Fig. 6. ATR inhibitor AZD6738 combinates with oxaliplatin could re-sensitize PAK6 overexpression GC cells to oxaliplatin.

a, b Dose-response curves of control cells or PAK6 overexpression cells in 7901 (a) and 803 (b) GC cell line after treated with oxaliplatin or combination of ATR inhibitor AZD6738 and oxaliplatin for 24 h. Data presented as mean ± SD of three independent replicates. c Left: Representative images of neutral comet assays of control cells and PAK6 overexpression cells in 7901 GC cell lines in the presence of oxaliplatin or combination of ATR inhibitor AZD6738 and oxaliplatin; Right: Quantification of the percentages of DNA tail moments. At least 30 cells per group were included for the counting and quantification. d Apoptosis analysis of control cells and PAK6 overexpression cells in 7901 and 803 GC cell lines in the presence of oxaliplatin or combination of ATR inhibitor AZD6738 and oxaliplatin. e The percentages of apoptotic cells were displayed by the bar chart. Data presented as mean ± SD of three independent replicates. ATRi: ATR inhibitor AZD6738. OX: oxaliplatin. *P < 0.05, **P < 0.01, ***P < 0.001, ns: no statistical difference.

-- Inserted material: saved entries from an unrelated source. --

PR #212, opened 2023-09-21
anymous telemetry based on redhat

siilats:


nicdesousa:
Why do you need telemetry?
- Is what you're collecting here (or in the future) _actually_ going to benefit the users of this plugin? (Since bug reporting, feature requests, etc., is already available.)
- There's a slippery slope of having users opt-in to the _initial_ data collection set (by persisting telemetry.enabled = true), and then expanding the collection scope in the future _without_ obtaining consent for the additional data...
- Correct me if I'm wrong, but are you doing this to assess commercialization of the plugin?

siilats:
> Why do you need telemetry?
> 
> * Is what you're collecting here (or in the future) _actually_ going to benefit the users of this plugin? (Since bug reporting, feature requests, etc., is already available.)
> * There's a slippery slope of having users opt-in to the _initial_ data collection set (by persisting telemetry.enabled = true), and then expanding the collection scope in the future _without_ obtaining consent for the additional data...
> * Correct me if I'm wrong, but are you doing this to assess commercialization of the plugin?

Fig. 7. ATR inhibitor AZD6738 enhances antitumor efficacy of oxaliplatin in PAK6 overexpression cell line xenograft.

a Tumor picture for each group was displayed. b Tumor growth of indicated 803 xenografts in each group. c Animal weight for indicated treatments. d HE staining and IHC staining of PAK6, RAD51, γH2A.X, and cleaved caspase 3 for the tumor isolated from the indicated treatments. Data presented as mean ± SD of three independent replicates. OX: oxaliplatin; ATRi: ATR inhibitor AZD6738; *: P < 0.05, ns: no statistical difference.

Fig. 8. A model for PAK6 induced chemoresistance to oxaliplatin in GC.

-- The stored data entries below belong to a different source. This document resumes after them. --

PR #223, opened 2023-10-02
Renamed `id` property on `Conversation` to `localId`

strangedreamsNY:
Changing the name here clarifies the code to indicate that a Conversation's 'id' is a local one and not one provided by the users selected AI service.


strangedreamsNY:
I tried to look for any mappings that would indicate this would cause issues against a logging back-end, but it looks like this property was being mapped to 'conversationId' when sent as a Telemetry event, so just updated the property retrieval in the tests.

carlrobertoh:
I'm not sure if I fully understand the problem or the necessity for this change.

The `id` is just an unique identifier for conversations stored *locally* on your file system. There is no relation with any third-party services, or even if there were a connection, a single id couldn't be referenced across multiple different systems.

Finally, this change is not backward compatible. Deserialization of existing conversations will fail because the field `id` no longer exists.

PR #295, opened 2023-11-28
Local LLM: Added empty check for `Additional parameters` field

ViktorGozhiy:
After adding the **Additional parameters** field, a problem arose with running local models. The problem is that if the **Additional parameters** field is left empty, then an empty parameter is added to the command line. It looks like this:
```./server -m /home/user/path/to/model/codellama-13b-instruct.Q4_K_M.gguf -c 2048 --port 39193 -t 20 ""```
Pay attention to the end of the line: `""`
Thus, the server does not start and on the screen we see the error: **Server Terminated**
This pull request fixes this issue.


carlrobertoh (approved):
Thank you!

PR #336, opened 2024-01-20
fix: switch enabled state of custom model settings

HarukaMa:
The model path and prompt template settings were not being enabled / disabled when user starts or stops the server.


reneleonhardt:
@HarukaMa Can you please rebase your PR locally?
The file has since been moved 2 directories down from / to:
src/main/java/ee/carlrobert/codegpt/settings/service/LlamaModelPreferencesForm.java
src/main/java/ee/carlrobert/codegpt/settings/service/llama/form/LlamaModelPreferencesForm.java

HarukaMa:
I probably will need to check if other newly added local model settings need to be updated as well.

carlrobertoh:
It should be fixed. Please reopen if it isn't.

PR #337, opened 2024-01-20
fix: show custom model filename in chat panel

HarukaMa:
The model selection combo box above the prompt text area was always showing the hugging face model, even when the active selection is a custom model.


reneleonhardt:
@HarukaMa Can you check if the changes https://github.com/carlrobertoh/CodeGPT/commit/7c067d9edd546375be419907b068d1b003e0db25 since 2.3.0 fixed your problem?

HarukaMa:
Oh, yes, it has already been fixed some time ago but I forget to follow up here.

reneleonhardt:
No problem, glad that this bug has been fixed, thank you for reporting and providing an implementation 👍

In PAK6 high expression GC cells, when DSB is initiated by the treatment of oxaliplatin, PAK6 could behave as an upper DDR factor to move into nucleus from cytoplasm to promote the phosphorylation of ATR. And then the activated p-ATR could further phosphorylate CHK1 to arrest the cell cycle in G2/M phase, and promote the recruitment of RAD51 to the nucleus to perform HR repair, thereby promoting the chemoresistance to oxaliplatin, ultimately leading to cells survival. However, failure to maintain the appropriate phosphorylation of ATR after conducting AZD6738 based on oxaliplatin treatment results in deficiency of recruitment of RAD51 to the nucleus to perform HR repair, ultimately leading to cell apoptosis. Combination of AZD6738 and oxaliplatin could overcome the chemoresistance to oxaliplatin induced by PAK6.